Toutain P L, Brandon R A, Alvinerie M, Garcia-Villar R, Ruckebusch Y
J Vet Pharmacol Ther. 1982 Mar;5(1):33-43. doi: 10.1111/j.1365-2885.1982.tb00496.x.
The pharmacokinetics of Dexamethasone (DXM) was studied in four cows all of which received DXM alcohol and DXM 21 isonicotinate (as a solution) by the intravenous and intramuscular routes. Concentrations of DXM and cortisol were determined using high performance liquid chromatography. An additional study was made in a second group of four cows which received intramuscular DXM 21 isonicotinate suspension for the assessment of DXM suppression of adrenal gland function. This was determined by measurements of base-line and ACTH-stimulated cortisol concentrations, before and following DXM administration. Following intravenous administration, the disposition kinetics of both formulations were described by a two-compartment open model. The half-times of elimination were similar; 335 and 291 min, respectively, for DXM alcohol and DXM 21 isonicotinate. All other pharmacokinetic parameters were not statistically different indicating that DXM was almost totally available (from DXM 21 isonicotinate). Following intramuscular administration, no significant difference in parameters was observed between the two formulations. Peak plasma concentrations were reached at 3 to 4 h post injection and bioavailability was approximately 70%. DXM was not detected in the plasma after the intramuscular administration of the suspension. The mean control plasma cortisol concentration was 8.8 +/- 3.03 ng/ml. Following intravenous and intramuscular administrations of DXM alcohol and DXM 21 isonicotinate (solution), cortisol concentrations initially increased. However, at 120 min (intravenous) and 2-4 h (intramuscular), concentrations were negligible; 24-72 h and 48-96 h, respectively elapsed before concentrations returned control values. Following DXM 21 isonicotinate (suspension) there was no initial increase and concentrations had not returned to normal in all four cows until 52 days post administration. Similarly, ACTH-stimulated plasma cortisol concentrations decreased progressively and significantly post administration. At 52 days, response to ACTH was normal in all animals.

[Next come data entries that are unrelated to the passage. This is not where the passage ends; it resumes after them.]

PR #1885, opened 2023-12-18
Enable tests for copyTextureToBuffer with Framebuffer input

donmccurdy:
Enables tests for `CommandBuffer#copyTextureToBuffer` where the source is a Framebuffer. I've removed references to the "bufferCreation" option, which doesn't appear to be implemented or perhaps necessary. Is it safe to say the destination buffer can be required when using this function?

Related:

    - "CommandEncoder: encapsulate webgl readPixel()"


ibgreen (approved):
I don't think this method needs to create the buffer, but it could be tricky for the app to know how to allocate a buffer of the correct size. We may eventually want some support for size calculations somewhere...

donmccurdy:
> ...it could be tricky for the app to know how to allocate a buffer of the correct size. We may eventually want some support for size calculations somewhere...

Agreed — though I think if the app doesn't know how to allocate the correct size, it also won't know how to read the result, so one or more utilities might be ideal.

PR #1896, opened 2023-12-20
feat(engine): Transform → BufferTransform + TextureTransform

donmccurdy:
Work in progress. Adding more functionality required for deckgl aggregation layers.

Changes:

- Renames `Transform` → `BufferTransform`
- Adds `TextureTransform` class


donmccurdy:
My intentions here are:

- **BufferTransform:** Is a theoretically API-agnostic wrapper around `Model` which takes the comparable input props, and some additional output-related props, runs the Model, and writes the result of a vertex transformation (via Transform Feedback for now) to a Buffer.
- **TextureTransform:** Is a theoretically API-agnostic wrapper around `Model` which takes comparable input tprops, and some additional output-related props, runs the model, and writes output of the _fragment shader_ to a texture.

In comparison to the current implementation I'm hoping to avoid all of the shader transformation happening in code like [`transform-shader-utils.ts`](https://github.com/visgl/luma.gl/blob/master/wip/modules-wip/webgl-legacy/src/transform/transform-shader-utils.ts), with the expectation that callers of the Transform classes do a bit more work to set up a valid Model and shaders. Simple passthrough fragment shaders can still be autogenerated.

I'm hoping this can considerably simplify the code in preparation for API changes in v9.1. I realize there may be some wrinkles in this plan. I did for example see code in deckgl running transform feedback for transitions and _also_ writing output to a 1-pixel fragment shader to detect when a transition has completed. That can probably be handled here but if there are other complicating factors it would be good to know!


I'd also like to try to ensure that the important functionality of the Transform classes is verified directly with unit tests, which will make future changes much easier. This PR contains a simple 'mean' aggregation, which is not working yet. Probably either I'm not drawing pixels to the right coordinates of the framebuffer, or I haven't bound the framebuffer correctly. Currently after `transform.run()` only the clear color comes back.

donmccurdy:
To do:

- [ ] fix minor test failures
- [ ] add a test with texture as input
- [ ] add a test with 'swap' behavior
- [ ] clean up TODOs

donmccurdy:
This should be ready for review. I think the remaining TODOs in code represent open questions, related to my comment above. Thoughts or preferences would be welcome. In the meantime I'll do some tests locally updating deckgl against this PR, to see if I have further opinions on the TODOs.

This is a 'breaking' change to the previous transform API and is, hopefully:

1. sufficient to cover deckgl's current needs
2. easier to understand and update

donmccurdy:
* `master`
  * **PR #1904** <a href="https://app.graphite.dev/github/pr/visgl/luma.gl/1904?utm_source=stack-comment-icon" target="_blank">Graphite</a> 
    * **PR #1896** <a href="https://app.graphite.dev/github/pr/visgl/luma.gl/1896?utm_source=stack-comment-icon" target="_blank">Graphite</a>  👈

This [stack of pull requests](https://stacking.dev/?utm_source=stack-comment) is managed by [Graphite](https://app.graphite.dev/github/pr/visgl/luma.gl/1896?utm_source=stack-comment).

modules/engine/src/transform/texture-transform.ts
```diff
@@ -0,0 +1,183 @@
...
+  /** @deprecated */
+  update(...args: any[]): void {
+    // TODO(v9): Method should likely be removed for v9. Keeping a method stub
+    // to assist with migrating DeckGL usage.
+    // eslint-disable-next-line no-console
+    console.warn('TextureTransform#update() not implemented');
+  }
+
+  getData({packed = false} = {}) {
+    throw new Error('getData() not implemented');
```
felixpalmer, line 113: Add a note on why?

modules/engine/src/transform/texture-transform.ts
```diff
@@ -0,0 +1,183 @@
...
+    const {sourceTextures} = this.bindings[index];
+    for (const name in sourceTextures) {
+      sourceTextures[name].sampler = this.sampler;
+    }
+  }
+}
+
+/** Creates an element ID buffer, using float32 for GLSL 1.00 compatibility. */
+function createElementIDBuffer(device: Device, count: number): Buffer {
+  const data = new Float32Array(count);
```
felixpalmer, line 180: Can this not be done with `Uint16Array`?

felixpalmer (approved):

modules/engine/src/transform/texture-transform.ts
donmccurdy: Appears this was for GLSL 1.0. Given other changes to luma v9 and other feedback in this PR, let's use `gl_InstanceID` yes.

PR #1898, opened 2023-12-21
Add ShaderInputs to GLTF example

felixpalmer:
Follow up to https://github.com/visgl/luma.gl/pull/1872

#### Change List
- Fix `hello-cube` example
- Type `color` module in `hello-instancing`
- Use module dependencies when instantiating `ShaderInputs`
- Attempt to use `ShaderInputs` in `hello-gltf`


examples/tutorials/hello-gltf/app.ts
```diff
@@ -58,7 +58,18 @@ export default class AppAnimationLoopTemplate extends AnimationLoopTemplate {
         u_NormalMatrix: new Matrix4(worldMatrix).invert().transpose()
       })
 
-      model.updateModuleSettings({lightSources});
+      model.shaderInputs.setProps({
+        lights: {lightSources}
```
felixpalmer, line 62: The source of the issue is likely the use of the `lights` module. Instead we should use the `lighting` module, by switching out the dependency in the `pbr` shader module

PR #1906, opened 2024-01-03
fix(shadertools): Correct order of uniforms in picking module

felixpalmer:
#### Background

The order of uniforms in the `uniformTypes` must match that used in the shader. This was not the case in the picking module, which led to the incorrect layout being generated

Screenshot 2024-01-03 at 14 27 51

with the positions of `useFloatColors` and `isHighlightActive` being swapped

Screenshot 2024-01-03 at 15 11 31

#### Change List
- Correct order of uniforms in picking module

### DIFF
--- a/modules/shadertools/src/modules/engine/picking/picking.ts
+++ b/modules/shadertools/src/modules/engine/picking/picking.ts
@@ -210,16 +210,16 @@ export const picking: ShaderModule<PickingProps, PickingUniforms> = {
   uniformTypes: {
     isActive: 'f32',
     isAttribute: 'f32',
-    useFloatColors: 'f32',
     isHighlightActive: 'f32',
+    useFloatColors: 'f32',
     highlightedObjectColor: 'vec3<f32>',
     highlightColor: 'vec4<f32>'
   },
   defaultUniforms: {
     isActive: false,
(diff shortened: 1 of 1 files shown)


donmccurdy (approved):
> The order of uniforms in the uniformTypes must match that used in the shader.

That sounds painful to discover! Do you know whether this is an intended constraint of ShaderInputs, or an unexpected one? 

I wonder if we should include a (temporary?) lint before shader compilation to detect and warn about mismatched order. If it's an unintended or new constraint, there may be more cases like this.

felixpalmer:
> Do you know whether this is an intended constraint of ShaderInputs, or an unexpected one?

Not sure, @ibgreen?

> I wonder if we should include a (temporary?) lint before shader compilation to detect and warn about mismatched order. If it's an unintended or new constraint, there may be more cases like this.

That would be nice, but not really sure how to go about it, and my current feeling is that we have a lot on our plate to land the picking UBO plate as is. If you want to take a stab though, that would be helpful :)

donmccurdy:
Ah yeah! Just floating the idea, no expectation or ask on that. 😁 I may take a shot at it if I run into similar issues.

PR #1907, opened 2024-01-04
feat(engine) Partial prop updates in ShaderInputs.setProps

felixpalmer:
#### Background

deck.gl doesn't update all of the props for picking in one place, for example the `highlightColor` is set once when the layer is created. In contrast the `isActive` is changed very frequently, depending on whether a screen or picking pass is being rendered. In order to save the application (deck) from having to keep track of the state this change:

- Modifies `picking.getUniforms` to only return uniforms which are relevant to the passed in props
- Removes all knowledge of `picking.defaultUniforms` from `picking.getUniforms`
- Moves the responsibility for reading `defaultUniforms` into the `ShaderInputs` constructor
- Merges old uniforms with new uniforms in `ShaderInputs`

This design allows the `ShaderModule` to remain stateless, and only specify how props are translated into uniforms, while `ShaderInputs` holds the state.

### DIFF
--- a/modules/engine/src/shader-inputs.ts
+++ b/modules/engine/src/shader-inputs.ts
@@ -89,7 +89,7 @@ export class ShaderInputs<
       const moduleProps = props[moduleName];
       const module = this.modules[moduleName];
 
-      const oldUniforms = this.moduleUniforms[moduleName] || {};  
+      const oldUniforms = this.moduleUniforms[moduleName];  
       const uniforms = module.getUniforms?.(moduleProps, this.moduleUniforms[moduleName]) || moduleProps as any;
       // console.error(uniforms)
       this.moduleUniforms[moduleName] = {...oldUniforms, ...uniforms};
--- a/modules/engine/src/shader-inputs.ts
+++ b/modules/engine/src/shader-inputs.ts
@@ -72,7 +72,7 @@ export class ShaderInputs<
       const moduleName = name as keyof ShaderPropsT;
 
       // Get default uniforms from module
-      this.moduleUniforms[moduleName] = module.getUniforms?.({}) || module.defaultUniforms || {};
+      this.moduleUniforms[moduleName] = module.defaultUniforms || {};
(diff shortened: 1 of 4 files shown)


modules/engine/src/shader-inputs.ts
```diff
@@ -89,9 +89,10 @@ export class ShaderInputs<
       const moduleProps = props[moduleName];
       const module = this.modules[moduleName];
 
-      const uniforms = module.getUniforms?.(moduleProps, this.moduleUniforms[moduleName]);
+      const oldUniforms = this.moduleUniforms[moduleName] || {};  
+      const uniforms = module.getUniforms?.(moduleProps, this.moduleUniforms[moduleName]) || moduleProps as any;
       // console.error(uniforms)
-      this.moduleUniforms[moduleName] = uniforms || moduleProps as any;
+      this.moduleUniforms[moduleName] = {...oldUniforms, ...uniforms};
```
donmccurdy, line 95: There's no nesting within a given module's uniforms, correct?

modules/engine/src/shader-inputs.ts
```diff
@@ -89,9 +89,10 @@ export class ShaderInputs<
       const moduleProps = props[moduleName];
       const module = this.modules[moduleName];
 
-      const uniforms = module.getUniforms?.(moduleProps, this.moduleUniforms[moduleName]);
+      const oldUniforms = this.moduleUniforms[moduleName] || {};
```
donmccurdy, line 92: nit, optional: `this.moduleUniforms[moduleName]` should be non-nullable based on the constructor and types. So either the fallback to `{}` should not be needed, or the types are incorrectly strict?

donmccurdy (approved):
I think the updates clarify the code as well, looks good to me!

modules/engine/src/shader-inputs.ts
felixpalmer: Correct, the type is `PropsT extends Record<string, unknown> `

PR #1915, opened 2024-01-12
feat(shadertools): Export PickingProps

felixpalmer:
#### Change List
- Export PickingSettings


ibgreen (approved):
Nits: 

I was moving to `...Props` naming for module types, but I suspect this is still in flux across all the shader modules so we can still decide otherwise.

But I do not see a reason for us to define both Settings and Props. 

Also I am not a fan of the `Omit<...>` construction that is currently used to define the `PickingSettings` type, especially for the primary public type because it makes it harder for users to inspect that type (whether hovering in vscode or navigating to the definition).

If we do want to keep `Omit<>` to save some typing, it it would make more sense to me that the now largely internal type `PickingUniforms` type was defined this way. 

I suppose I think of them as separate types that are mapped explicitly here, not as minor variations of each other.

PR #1921, opened 2024-01-17
bug(engine) Handle null/undefined in attribute debug

felixpalmer:
#### Background

I found `attribute.toString()` throwing an error in deck

#### Change List
- Handle null/undefined in attribute debug

### DIFF
--- a/modules/engine/src/model/model.ts
+++ b/modules/engine/src/model/model.ts
@@ -612,8 +612,10 @@ export class Model {
   // TODO - fix typing of luma data types
   _getBufferOrConstantValues(attribute: Buffer | TypedArray, dataType: any): string {
     if (attribute === null) {
+      log.warn('Missing attribute')();
       return 'null';
     } else if (attribute === undefined) {
+      log.warn('Missing attribute')();
       return 'undefined';
     }
     const TypedArrayConstructor = getTypedArrayFromDataType(dataType);
--- a/modules/engine/src/model/model.ts
+++ b/modules/engine/src/model/model.ts
@@ -611,6 +611,11 @@ export class Model {
 
   // TODO - fix typing of luma data types
   _getBufferOrConstantValues(attribute: Buffer | TypedArray, dataType: any): string {
+    if (attribute === null) {
+      return 'null';
+    } else if (attribute === undefined) {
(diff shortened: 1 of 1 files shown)


ibgreen (approved):
While the guard is harmless, this is inconsistent with the typing and should never happen. Somewhere we have a "type hole", either in luma.gl or deck.gl. Some code is untyped or overrides the type system with `!` or ``// @ts-ignore/@ts-expect-error/@ts-nocheck`. We should chase it down!

Fine to merge but perhaps a comment explaining why we check for something that is not supposed to happen.

As an alternate approach we could also throw an error or at least log since this is supposed to be invalid?

ibgreen:
> on the other hand should the debug logging ever cause the app to crash?

Well for a any single case that argument is not hard to make, but where do we draw the line? How much overhead are we willing to add to our libraries to catch cases where the application doesn't respect the type system. In the pre-typescript version we had significantly more null checks but these have intentionally been removed.

The debug logging should not be active unless the log level has been set higher than 0. Maybe adding an early exit making sure that debug logging code doesn't execute in that case is the right approach? There really should not be any overhead incurred by the debug code for non-production applications.

felixpalmer:
Fair point. I'm coming around to the view that perhaps the app crashing here is correct. If you agree @ibgreen I will revert this PR

ibgreen:
>  I'm coming around to the view that perhaps the app crashing here is correct.

Yes, though one thing that confuses me is that I would expect it to crash somewhere else as well, or at least that warnings would also be generated somewhere else. If this silently works and only crashes here we might want to investigate a bit more to understand what is going on.

felixpalmer:
It only "silently works" because the calling code is untyped, when the type is added the error shows up as expected

Screenshot 2024-01-18 at 10 48 04

ibgreen:
> It only "silently works" because the calling code is untyped

Yes, that explains the lack of typing errors, but not why the presence of null attributes doesn't cause a crash. Does it actually render correctly? Or does it fail to render and just doesn't crash?

I.e. are null attributes supported in the rest of the code, in a way that we want to preserve? If so adding corresponding checks to the logging was perhaps the right decision?

PR #1950, opened 2024-02-21
feat(engine): Add ShaderFactory utility and caching

donmccurdy:
Adds a `ShaderFactory` utility, similar to PipelineFactory, for caching and reusing Shader instances. Upstream in DeckGL, each tile currently creates a model, and each model creates a RenderPipeline and two Shader instances. With these changes, the models reuse cached RenderPipeline and Shader instances where possible.

The before/after images below show performance profiles running while animating the map from point A to point B.

### Before

Screenshot 2024-02-20 at 3 55 52 PM

### After

after

### Related

- Fixes https://github.com/visgl/deck.gl/issues/8458#issuecomment-1955087738

### DIFF
--- a/.prettierignore
+++ b/.prettierignore
@@ -16,6 +16,7 @@ test
 !modules/core/src/adapter/types/shader-layout.ts
 !modules/core/src/index.ts
 !modules/engine/src/model/model.ts
+!modules/engine/src/lib/shader-factory.ts
 !modules/webgl/src/adapter/resources/webgl-buffer.ts
 !modules/webgl/src/adapter/resources/webgl-render-pipeline.ts
 !modules/webgl/src/adapter/resources/webgl-transform-feedback.ts
--- a/modules/engine/src/lib/shader-factory.ts
+++ b/modules/engine/src/lib/shader-factory.ts
@@ -1,0 +1,52 @@
+import {Device, Shader, ShaderProps} from '@luma.gl/core';
+
+/** Manages a cached pool of Shaders for reuse. */
+export class ShaderFactory {
+  static readonly defaultProps: Required<ShaderProps> = {...Shader.defaultProps};
+
+  public readonly device: Device;
+
+  private readonly _shaderCache: Record<string, Shader> = {};
+  private readonly _useCounts: Record<string, number> = {};
+
+  /** Returns the default ShaderFactory for the given {@link Device}, creating one if necessary. */
+  static getDefaultShaderFactory(device: Device): ShaderFactory {
+    device._lumaData.defaultShaderFactory =
+      device._lumaData.defaultShaderFactory || new ShaderFactory(device);
+    return device._lumaData.defaultShaderFactory as ShaderFactory;
+  }
+
+  /** @internal */
+  constructor(device: Device) {
+    this.device = device;
+  }
+
+  /** Requests a {@link Shader} from the cache, creating a new Shader only if necessary. */
+  createShader(props: ShaderProps): Shader {
+    const key = this._hashShader(props);
+    if (!this._shaderCache[key]) {
+      this._shaderCache[key] = this.device.createShader(props);
+      this._useCounts[key] = 0;
+    }
+    this._useCounts[key]++;
+    return this._shaderCache[key];
+  }
+
+  /** Releases a previously-requested {@link Shader}, destroying it if no users remain. */
+  release(shader: Shader): void {
+    const key = this._hashShader(shader);
+    this._useCounts[key]--;
+    if (this._useCounts[key] === 0) {
+      const shader = this._shaderCache[key];
+      delete this._shaderCache[key];
+      delete this._useCounts[key];
+      shader.destroy();
+    }
+  }
+
+  // PRIVATE
+
+  private _hashShader(value: Shader | ShaderProps): string {
+    return `${value.stage}:${value.source}`;
+  }
+}
--- a/modules/engine/src/lib/shader-factory.ts
+++ b/modules/engine/src/lib/shader-factory.ts
@@ -11,8 +11,7 @@ export class ShaderFactory {
 
   /** Returns the default ShaderFactory for the given {@link Device}, creating one if necessary. */
   static getDefaultShaderFactory(device: Device): ShaderFactory {
-    device._lumaData.defaultShaderFactory =
-      device._lumaData.defaultShaderFactory || new ShaderFactory(device);
+    device._lumaData.defaultShaderFactory ||= new ShaderFactory(device);
     return device._lumaData.defaultShaderFactory as ShaderFactory;
   }
 
--- a/modules/engine/src/lib/shader-factory.ts
+++ b/modules/engine/src/lib/shader-factory.ts
@@ -25,7 +25,11 @@ export class ShaderFactory {
 
     let cacheEntry = this._cache[key];
     if (!cacheEntry) {
-      this._cache[key] = cacheEntry = {shader: this.device.createShader(props), useCount: 0};
+      const shader = this.device.createShader({
+        ...props,
+        id: props.id ? `${props.id}-cached` : undefined
+      });
+      this._cache[key] = cacheEntry = {shader, useCount: 0};
     }
 
     cacheEntry.useCount++;
--- a/modules/engine/src/lib/shader-factory.ts
+++ b/modules/engine/src/lib/shader-factory.ts
@@ -6,8 +6,7 @@ export class ShaderFactory {
 
   public readonly device: Device;
 
-  private readonly _shaderCache: Record<string, Shader> = {};
-  private readonly _useCounts: Record<string, number> = {};
+  private readonly _cache: Record<string, {shader: Shader; useCount: number}> = {};
 
   /** Returns the default ShaderFactory for the given {@link Device}, creating one if necessary. */
   static getDefaultShaderFactory(device: Device): ShaderFactory {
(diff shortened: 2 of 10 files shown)


donmccurdy:
* **#1950** <a href="https://app.graphite.dev/github/pr/visgl/luma.gl/1950?utm_source=stack-comment-icon" target="_blank">Graphite</a> 👈
* `master`

This [stack of pull requests](https://stacking.dev/?utm_source=stack-comment) is managed by [Graphite](https://app.graphite.dev/github/pr/visgl/luma.gl/1950?utm_source=stack-comment).

ibgreen (commented):
I suppose a shader cache should be a reasonable thing to add - with a small potential downside be that it might end up holding on to potentially a lot of unused shaders,

But I am a little surprised that it is needed, i.e that the `RenderPipelines` are not being reused between tiles via the RenderPipelineFactory in the first place. Do we understand why that is the case? If Pipelines were reused, then shaders should automatically be reused?

Are we including something unnecessary in the renderpipelineFactory hash? 

---

Another observation: the traces seem to show that it is the querying of the compilation/linking status that is the bottleneck (somewhat unsurprisingly, as any response from the driver syncs the GPU or otherwise slows things down). 

While caching helps for repeated creation of the same shader, the status querying could still penalize apps with lots of different shaders, we could also add a way to avoid checking shader compilation status in production apps.

Note that in WebGPU the querying of compile status is async so should not suffer from this problem. AFAIK there is a WebGL extension to query compile status async but I believe it is not implemented on MacOS so we never tried to integrate it.

donmccurdy:
> Are we including something unnecessary in the renderpipelineFactory hash?

That sounds possible. I quickly tried replacing `device.createRenderPipeline` with `pipelineFactory.createRenderPipeline` in `model.ts`, and that alone wasn't enough to resolve the issue, but I haven't dug deeper into that part yet. I think I can take a closer look at this tomorrow.

donmccurdy:
@ibgreen this seems to be the root of the issue —

https://github.com/visgl/luma.gl/blob/34bafc3024cb159d47df5926ed1e091573334b58/modules/engine/src/model/model.ts#L577-L598

Shaders are created and compiled unconditionally, then passed into `device.createRenderPipeline`. We can replace that with `pipelineFactory.createRenderPipeline` and it will cache the pipeline (correctly as far as I can see), but pipeline caching does not prevent the unused shaders from compiling.

donmccurdy:
@ibgreen sounds good! I've split this PR in two, opening:

- https://github.com/visgl/luma.gl/pull/1953

donmccurdy:
Continued performance profiling —

With two recent PRs for PipelineFactory and async shader compilation:

- https://github.com/visgl/luma.gl/pull/1953
- https://github.com/visgl/luma.gl/pull/1952

| flamechart | detail |
|---|---|
| total_async | detail_async |

With ShaderFactory:

| flamechart | detail |
|---|----|
| total_shaderfactory | detail_shaderfactory |

Environment:

```
System:
    OS: macOS 14.3.1
    CPU: (10) arm64 Apple M2 Pro
    Memory: 74.92 MB / 16.00 GB
```

Pay attention the X axis — my screenshots are not to scale sorry. :)

***

Async compilation improves the situation dramatically. That said, we're still compiling shaders for new tiles and throwing them away, and this costs up to 25-30ms on my (fairly modern) laptop. I believe Model should not do that, but whether introducing ShaderFactory is the right solution, I am flexible on. Some TODOs (removed in https://github.com/visgl/luma.gl/pull/1953) suggested that we wanted PipelineFactory to take Shaders as input, like the Pipeline classes do. But if we want to revert that part of the change and take raw shader strings as input, that could be another way of working around this.

.prettierignore
```diff
@@ -16,6 +16,7 @@ test
 !modules/core/src/adapter/types/shader-layout.ts
 !modules/core/src/index.ts
 !modules/engine/src/model/model.ts
+!modules/engine/src/lib/shader-factory.ts
```
ibgreen, line 19: I never took the time to figure out what is happening here, why is prettier not stable for some files?

modules/engine/src/lib/shader-factory.ts
```diff
@@ -0,0 +1,52 @@
...
+
+  public readonly device: Device;
+
+  private readonly _shaderCache: Record<string, Shader> = {};
+  private readonly _useCounts: Record<string, number> = {};
+
+  /** Returns the default ShaderFactory for the given {@link Device}, creating one if necessary. */
+  static getDefaultShaderFactory(device: Device): ShaderFactory {
+    device._lumaData.defaultShaderFactory =
+      device._lumaData.defaultShaderFactory || new ShaderFactory(device);
```
ibgreen, line 15: I think this works?
```suggestion
    device._lumaData.defaultShaderFactory ||= new ShaderFactory(device);
```

modules/engine/src/model/model.ts
```diff
@@ -221,6 +231,7 @@ export class Model {
 
     this.pipelineFactory =
       props.pipelineFactory || PipelineFactory.getDefaultPipelineFactory(this.device);
+    this.shaderFactory = props.shaderFactory || ShaderFactory.getDefaultShaderFactory(this.device);
```
ibgreen, line 234:
```suggestion
    this.shaderFactory ||= ShaderFactory.getDefaultShaderFactory(this.device);
```

modules/engine/src/lib/shader-factory.ts
```diff
@@ -0,0 +1,52 @@
+import {Device, Shader, ShaderProps} from '@luma.gl/core';
+
+/** Manages a cached pool of Shaders for reuse. */
+export class ShaderFactory {
+  static readonly defaultProps: Required<ShaderProps> = {...Shader.defaultProps};
+
+  public readonly device: Device;
+
+  private readonly _shaderCache: Record<string, Shader> = {};
```
ibgreen, line 9: This part always gave me pause in the PipelineFactory... I wonder if a single record per key isn't more readable? (I hope you are not just following my bad examples :)

```suggestion
  private readonly _cache: Record<string, {shader: Shader, useCount: number}> = {};
```

modules/engine/src/model/model.ts
```diff
@@ -277,6 +288,8 @@ export class Model {
   }
 
   destroy(): void {
+    this.shaderFactory.release(this.pipeline.vs);
+    this.shaderFactory.release(this.pipeline.fs);
     this.pipelineFactory.release(this.pipeline);
```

在地塞米松(DXM)的药代动力学研究中,选取了四头奶牛,通过静脉注射和肌肉注射途径,分别给予它们地塞米松醇和地塞米松21异烟酸盐(溶液)。采用高效液相色谱法测定DXM和皮质醇的浓度。在另一组四头奶牛中进行了额外研究,这些奶牛接受肌肉注射地塞米松21异烟酸盐混悬液,以评估DXM对肾上腺功能的抑制作用。这通过在给予DXM之前和之后测量基线及促肾上腺皮质激素(ACTH)刺激后的皮质醇浓度来确定。静脉注射后,两种制剂的处置动力学均可用二室开放模型描述。消除半衰期相似;地塞米松醇和地塞米松21异烟酸盐的消除半衰期分别为335分钟和291分钟。所有其他药代动力学参数无统计学差异,表明DXM几乎完全可从地塞米松21异烟酸盐中获得。肌肉注射后,两种制剂之间未观察到参数有显著差异。注射后3至4小时达到血浆峰值浓度,生物利用度约为70%。肌肉注射混悬液后,血浆中未检测到DXM。对照血浆皮质醇平均浓度为8.8±3.03纳克/毫升。静脉注射和肌肉注射地塞米松醇及地塞米松21异烟酸盐(溶液)后,皮质醇浓度最初升高。然而,在静脉注射120分钟和肌肉注射2至4小时时,浓度可忽略不计;分别在24至72小时和48至96小时后,浓度才恢复到对照值。给予地塞米松21异烟酸盐(混悬液)后,浓度没有初始升高,直到给药后52天,所有四头奶牛的浓度才恢复正常。同样,给药后ACTH刺激的血浆皮质醇浓度逐渐且显著降低。在52天时,所有动物对ACTH的反应均正常。